L’utilisation de l’e-mail
Jusqu’il y a peu il était souvent difficile, voire impossible, d’établir la preuve d’un acte juridique créé exclusivement par voie électronique. La cause provenait du caractère formaliste du droit de la preuve.
Sans entrer dans les détails d’un régime probatoire à présent dépassé, retenons que le principe de base était la prééminence de la preuve littérale (l’écrit manuscrit) dès que l’objet de la transaction dépasse 5000 FF et que la personne contre qui on tente de faire la preuve n’est pas un commerçant. Or, l’écrit manuscrit signé requérait, grosso modo, une main se saisissant d’un stylo et apposant sur papier un graphisme correspondant à une signature. Il est difficile, dans ces conditions, de se fier à un e-mail.
Au-delà de cette question se profile le problème de l’identification. Un médecin recevant par e-mail une question de son patient au sujet d’une récente prise de sang n’a aucune certitude quant à l’identité de l’émetteur : est-ce bien son patient ou quelqu’un qui se fait passer pour lui ? Il pourrait être poursuivi pour violation du secret professionnel s’il a, même involontairement, transmis à un tiers cette information.
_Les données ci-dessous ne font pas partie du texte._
PR #3470, opened 2022-05-09
Add support for cpu.idle

kolyshkin:
Kernel 5.15 adds a way to set `SCHED_IDLE` on a per-cgroup basis.

* kernel support was added in https://github.com/torvalds/linux/commit/304000390f88d049c85e9a0958ac5567f38816ee
* runtime-spec support was added in https://github.com/opencontainers/runtime-spec/pull/1136, amended by https://github.com/opencontainers/runtime-spec/pull/1145 and https://github.com/opencontainers/runtime-spec/pull/1146
* systemd support is not there yet (https://github.com/systemd/systemd/pull/23299)
* crun support: https://github.com/containers/crun/pull/915

### DIFF
--- a/go.mod
+++ b/go.mod
@@ -12,7 +12,7 @@ require (
 	github.com/godbus/dbus/v5 v5.1.0
 	github.com/moby/sys/mountinfo v0.6.1
 	github.com/mrunalp/fileutils v0.5.0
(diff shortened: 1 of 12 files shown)


wineway:
https://github.com/opencontainers/runc/pull/3377 I have pull a request about this🤔

kolyshkin:
Closing in favor of https://github.com/opencontainers/runc/pull/3377 (which has the test case picked up from there).

PR #3474, opened 2022-05-20
seccomp: enosys: always return -ENOSYS for setup(2)

cyphar:
On s390x, syscalls above 255 are multiplexed using the (now otherwise
unused) setup(2) syscall (syscall number 0). If the kernel supports the
syscall then it will correctly translate the syscall number such that
seccomp will correctly detect it -- however, for unknown syscalls the
syscall number remains unchanged. This can be verified by running the
following program under strace:

	int main(void)
	{
		scmp_filter_ctx ctx = seccomp_init(SCMP_ACT_TRAP);
		seccomp_load(ctx);

		return syscall(439, AT_FDCWD, "asdf", X_OK, 0);
	}

Which will then die with the following signal (on pre-5.8 kernels):

	--- SIGSYS {si_signo=SIGSYS, si_code=SYS_SECCOMP,
	            si_call_addr=0x3ffb3006c22, si_syscall=__NR_setup,
	            si_arch=AUDIT_ARCH_S390X} ---

(Note that the si_syscall is __NR_setup, not __NR_faccessat2.)

As a result, the -ENOSYS handling we had previously did not work
completely correctly on s390x because any syscall not supported by the
kernel would be treated as syscall number 0 rather than the actual
syscall number.

Always returning -ENOSYS will not cause any issues because in all of the
cases where this multiplexing occurs, seccomp will see the remapped
syscall number -- and no userspace program will call setup(2)
intentionally (the syscall has not existed in Linux for decades and was
originally a hack used early in Linux init prior to spawning pid1 -- so
you will get -ENOSYS from the kernel anyway).

### DIFF
--- a/libcontainer/seccomp/patchbpf/enosys_linux.go
+++ b/libcontainer/seccomp/patchbpf/enosys_linux.go
@@ -80,6 +80,9 @@ import "C"
 
 var retErrnoEnosys = uint32(C.C_ACT_ERRNO_ENOSYS)
 
+// Assume sizeof(int) == 4 in the BPF program.
+const bpfSizeofInt = 4
+
 // This syscall is used for multiplexing "large" syscalls on s390(x). Unknown
 // syscalls will end up with this syscall number, so we need to explcitly
 // return -ENOSYS for this syscall on those architectures.
@@ -99,7 +102,6 @@ func isAllowAction(action configs.Action) bool {
 
 func parseProgram(rdr io.Reader) ([]bpf.RawInstruction, error) {
 	var program []bpf.RawInstruction
-loop:
 	for {
 		// Read the next instruction. We have to use NativeEndian because
 		// seccomp_export_bpf outputs the program in *host* endian-ness.
@@ -107,7 +109,7 @@ loop:
 		if err := binary.Read(rdr, utils.NativeEndian, &insn); err != nil {
 			if errors.Is(err, io.EOF) {
 				// Parsing complete.
-				break loop
+				break
 			}
 			if errors.Is(err, io.ErrUnexpectedEOF) {
 				// Parsing stopped mid-instruction.
@@ -321,7 +323,7 @@ func generateEnosysStub(lastSyscalls lastSyscallMap) ([]bpf.Instruction, error) 
 		// share this code between architecture branches.
 		section := []bpf.Instruction{
 			// load [0] (syscall number)
-			bpf.LoadAbsolute{Off: 0, Size: 4}, // NOTE: We assume sizeof(int) == 4.
+			bpf.LoadAbsolute{Off: 0, Size: bpfSizeofInt},
 		}
 
 		switch len(maxSyscalls) {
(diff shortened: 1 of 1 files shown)


libcontainer/seccomp/patchbpf/enosys_linux.go
```diff
@@ -522,10 +522,30 @@ func generateEnosysStub(lastSyscalls lastSyscallMap) ([]bpf.Instruction, error)
...
+		// jne 0,1
+		bpf.JumpIf{
+			Cond:     bpf.JumpNotEqual,
+			Val:      0,
+			SkipTrue: 1,
+		},
+		// ret [ENOSYS]
+		bpf.RetConstant{Val: retErrnoEnosys},
+	}, programTail...)
+
```
AkihiroSuda, line 548: - This should be appended only for `GOARCH == s390x` ?
- Could you define a `const` for the syscall number of `setup(2)`?

libcontainer/seccomp/patchbpf/enosys_linux.go
```diff
@@ -522,10 +522,30 @@ func generateEnosysStub(lastSyscalls lastSyscallMap) ([]bpf.Instruction, error)
...
+	// Return -ENOSYS for setup(2) -- on s390x (and possibly other
+	// platforms) this syscall is used for multiplexing "large syscall
+	// number" syscalls, but if the syscall number is not known to the
+	// kernel then the syscall number is left unchanged (and is thus
+	// sys_num=0). The actual setup(2) syscall is never used by userspace
+	// anymore (and hasn't existed for decades) outside of this multiplexing
+	// scheme so returning -ENOSYS is fine.
+	programTail = append([]bpf.Instruction{
+		// load [0] (syscall number)
+		bpf.LoadAbsolute{Off: 0, Size: 4}, // NOTE: We assume sizeof(int) == 4.
```
AkihiroSuda, line 538: Not new in this PR, but we should have a `const` for the `sizeof(int)`

libcontainer/seccomp/patchbpf/enosys_linux.go
cyphar: 1. That would be one way but I suspect we need the same hack for s390 as well (I'm not sure -- I don't have an s390 box).

I'm currently working on making this addition architecture-independent so that we add this rule for every architecture (since `setup(2)` isn't used by any user code intentionally we should be able to always return `-ENOSYS` even for architectures that don't do this weird multiplexing thing).

cyphar: libseccomp doesn't define setup for any architecture so I just hard-coded it (with a defined const) for s390 and s390x. The only other architecture which has a setup syscall is MIPS (and only on Linux-o32). So this should cover all of our bases.

AkihiroSuda (approved):

cyphar:
Sorry @AkihiroSuda I added a changelog entry, can you re-approve this?

AkihiroSuda (approved):

kolyshkin (approved):
LGTM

Pour répondre à ces problèmes le législateur européen a adopté une directive européenne sur les signatures électroniques, transposée depuis lors en France et en Belgique (voir notre rubrique « législation ») .
Le système actuel distingue deux signatures : l’une est dite « simple » et l’autre « avancée ». Les deux bénéficient de la clause de non-discrimination : le juge ne peut pas les écarter pour le seul motif qu’elles sont sous forme électronique. Mais la signature avancée bénéficie d’un grand avantage : moyennant le respect de certaines conditions, elle bénéficie d’une assimilation pure et simple à une signature manuscrite. Parmi les conditions, elle doit reposer sur un certificat qualifié.
C’est ici que les professions libérales ont un énorme rôle à jouer. Ce certificat est en effet délivré par un tiers (appelé prestataire de service de certification) qui atteste d’un certain nombre de choses, dont, en premier lieu, l’identité et la qualité du titulaire du certificat. Or, qui mieux qu’un institut professionnel ou un Ordre, peut attester que monsieur X est bel et bien celui qu’il prétend être et qu’il est effectivement autorisé à exercer la profession qui est la sienne ?
L’émission par les professions de ces certificats participe ainsi à prévenir les litiges en assurant une sécurité juridique totale dans la relation électronique avec les clients et les tiers (administrations, greffes, chambres et organismes divers…). Elle contribue en outre à créer une image moderne et rassurante de la profession. Enfin, elle permet une mutualisation du coût entre tous les membres de la profession.
L’Ordre français des avocats du Barreau de Bruxelles a conclu un accord dans ce sens avec Belgacom (du voir notre actualité ).
Cette convention constitue une première mondiale et suscite la curiosité des autorités ordinales de plusieurs pays. Elle permet à l’avocat de solliciter un certificat qui atteste son identité et sa qualité d’avocat, ainsi que les activités préférentielles pratiquées ou tout autre élément qui peut se révéler utile aux yeux des clients. L’avocat peut même, s’il le souhaite, devenir lui-même autorité locale d’enregistrement et émettre un certificat au profit de ses clients.
L’avocat a donc la possibilité d’entretenir avec son client une relation virtuelle qui garantit néanmoins l’authentification des parties, ainsi que la confidentialité et le maintien de l’intégrité des échanges.
Décidément, la profession libérale a bien changé.